Gardet arrivait vers Mireaux, à droite du gosse, qui ne le voyait que de dos et regardait, sur son dos, le petit fusil de bois :
— L'U.G.T., dit enfin l'enfant, souriant.
Gardet se retourna ; son visage, toujours appuyé sur sa crosse, était sabré d'une oreille à l'autre, le bas du nez pendait, et le sang qui coulait encore, mais qui avait jailli à gros bouillons, se coagulait sur le cuir d'aviateur que Gardet portait par-dessus sa combinaison. Le gosse hurla et s'enfuit obliquement comme un chat.
Gardet aidait Mireaux à ramener sur son corps ses membres écartelés, et à se dresser sur les genoux. Lorsqu'il s'inclinait, son visage brûlait, et il tentait d'aider Mireaux en gardant la tête droite.

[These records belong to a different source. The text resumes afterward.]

PR #4180, opened 2026-05-20
fix: compute geiger per-member status from exit code

### LINKED ISSUE #4173: scripts/static-checks.sh: per-member geiger reports status="ok" regardless of exit code
## Problem

In \`scripts/static-checks.sh\`, the per-member geiger path (used when the
target is a virtual workspace manifest) hardcodes \`--arg status "ok"\` for
the final summary even when one or more per-member runs failed:

\`\`\`bash
# Lines ~160-169 (in PR #4129 as merged)
jq -n \
  --arg status "ok" \
  --argjson rc  "\$rc" \
  --argjson dur "\$((t1-t0))" \
  ...
  '{status:\$status, exit_code:\$rc, duration_seconds:\$dur, ...}' \
  > "\$OUT/geiger.summary.json"
\`\`\`

Compare to \`run_check\` higher up which computes \`status\` from \`rc\`:

\`\`\`bash
local status; [[ \$rc -eq 0 ]] && status=ok || status="exit_\${rc}"
\`\`\`

The exit code is captured correctly into the JSON, but downstream consumers
checking only the \`status\` field will see "ok" for a failed run.

## Discovery

Flagged in the post-merge multi-model review of PR #4129 by Codex. See
PR #4171 for the related InterestManager race in the same PR.

## Suggested fix

In the per-member geiger path, compute \`status\` the same way \`run_check\`
does:

\`\`\`bash
local status
if [[ \$rc -eq 0 ]]; then status=ok; else status="exit_\${rc}"; fi
jq -n \
  --arg status "\$status" \
  ...
\`\`\`

[AI-assisted - Claude]

Basedfloppa:
## Problem

The per-member geiger summary section in `scripts/static-checks.sh` hardcodes `--arg status "ok"` on line ~169 regardless of the actual exit code of the `cargo geiger` run. When a per-package geiger check fails (e.g., new unsafe trait implementations), the report JSON records `status: "ok"` and the failure is masked. Only the global geiger mode (lines ~60-68) correctly propagates the exit code.

## Solution

Compute `geiger_status` from `$rc` the same way `run_check` does:

```bash
local geiger_status
if [[ $rc -eq 0 ]]; then geiger_status="ok"; else geiger_status="exit_${rc}"; fi
```

Replace the hardcoded `--arg status "ok"` with `--arg status "$geiger_status"`.

## Testing

Manual verification: the global mode uses the same pattern (`run_check` at line ~68), so this change aligns the per-member mode with the already-working global mode. No functional test exists for the static-checks script yet (tracked separately in the CI integration work item).

## Fixes

Closes #4173.

### DIFF
--- a/scripts/static-checks.sh
+++ b/scripts/static-checks.sh
@@ -166,8 +166,10 @@ run_geiger() {
   printf ']\n' >> "$OUT/geiger.raw"
   local t1; t1=$(date +%s)
 
+  local geiger_status
+  if [[ $rc -eq 0 ]]; then geiger_status="ok"; else geiger_status="exit_${rc}"; fi
   jq -n \
-    --arg status "ok" \
+    --arg status "$geiger_status" \
     --argjson rc  "$rc" \
     --argjson dur "$((t1-t0))" \
     --arg raw     "$OUT/geiger.raw" \


sanity:
**test-exempt justification:** This fixes exit-code handling in CI tooling (geiger per-member status). The behavior is exercised by the geiger CI job itself; it is not reachable from the Rust unit/integration suite. test-exempt label applied per CI Rule Lint guidance.

[AI-assisted - Claude]

sanity:
Closing as already fixed in main. The current `run_geiger()` in `scripts/static-checks.sh` already derives `status` from the exit code:

```bash
local status; [[ $rc -eq 0 ]] && status=ok || status="exit_${rc}"
jq -n --arg status "$status" ...
```

This is functionally identical to this PR's change (only the variable name differs: `status` vs `geiger_status`). The hardcoded `--arg status "ok"` this PR targets no longer exists on main, which is why the branch shows a conflict. The underlying issue #4173 is resolved by main. Thanks for the fix @Basedfloppa — it was the right call, just landed via another PR first.

[AI-assisted - Claude]

PR #4129, opened 2026-05-15
feat: static-analysis aggregator + perf cleanups it surfaced

Basedfloppa:
## Summary

Adds `scripts/static-checks.sh` — a one-shot aggregator that runs
clippy (with `perf` + `nursery`), `cargo-audit`, `cargo-deny`,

— Nous sommes chez nous ! dit Pujol.
— Complètement défiguré, cette fois, dit Gardet. T'as vu comment il s'est débiné, le môme ?
— T'es cinglé !
— Trépané.
— Y a des gars qui s'amènent.
Des paysans, en effet, venaient vers eux, amenés par celui qui s'était enfui lorsqu'il avait vu Gardet. Maintenant, il n'était plus seul et osait revenir. A l'explosion de la bombe, tout le village était sorti, et les plus audacieux approchaient.
— Frente popular ! cria Pujol, envoyant le chapeau aux plumes rouges dans le fouillis d'acier.
Les paysans commencèrent à courir. Sans doute avaient-ils supposé que les aviateurs tombés étaient des leurs, car ils arrivaient presque sans armes ; peut-être l'un d'eux, avant sa chute, avait-il distingué les bandes rouges des ailes. Gardet vit le miroir du rétroviseur suspendu à sa place dans le fouillis de poutrelles et de fils, devant le siège de Pujol. « Si je me regarde, je me tue. »
Quand les paysans avaient été assez près pour voir le fatras d'acier hérissé de plans et de morceaux d'ailes, les moteurs défoncés, une hélice pliée comme un bras et les corps allongés sur la neige, ils s'étaient arrêtés. Gardet venait vers eux. Les paysans et les femmes en fichus noirs les attendaient, groupés et immobiles, comme ils eussent attendu le malheur. « Attention ! » dit le premier paysan qui vit que la mâchoire cassée de Gardet était appuyée sur le canon d'une mitraillette. Les femmes, reprises par le passé devant le sang, se signaient ; puis, moins vers Gardet et vers Pujol qui approchait à son tour que vers les corps allongés, un des hommes leva le poing ; et tous les poings, l'un après l'autre, se levèrent en silence dans la direction de l'avion écrasé et des corps que les paysans croyaient morts.
— C'est pas tout ça, grogna Gardet. Et, en espagnol : « Aidez-nous. »
Ils étaient revenus vers les blessés. Dès que les paysans eurent compris qu'un seul des allongés était mort, commença une agitation affectueuse et maladroite.
— Minute !
Gardet avait commencé à mettre de l'ordre. Pujol s'agitait, mais, nul ne lui obéissait : Gardet était le chef, non parce qu'il l'était en effet, mais parce qu'il était blessé à la face. « Si la Mort s'amenait, c'est fou ce qu'on lui obéirait ! » pensait-il. Un paysan pour chercher un médecin. Très loin ; tant pis. Transporter Scali, Mireaux, le bombardier, ça ne s'annonçait pas simple ; mais les montagnards ont l'habitude des jambes cassées. Pujol et Langlois pouvaient marcher. Et lui-même à la rigueur.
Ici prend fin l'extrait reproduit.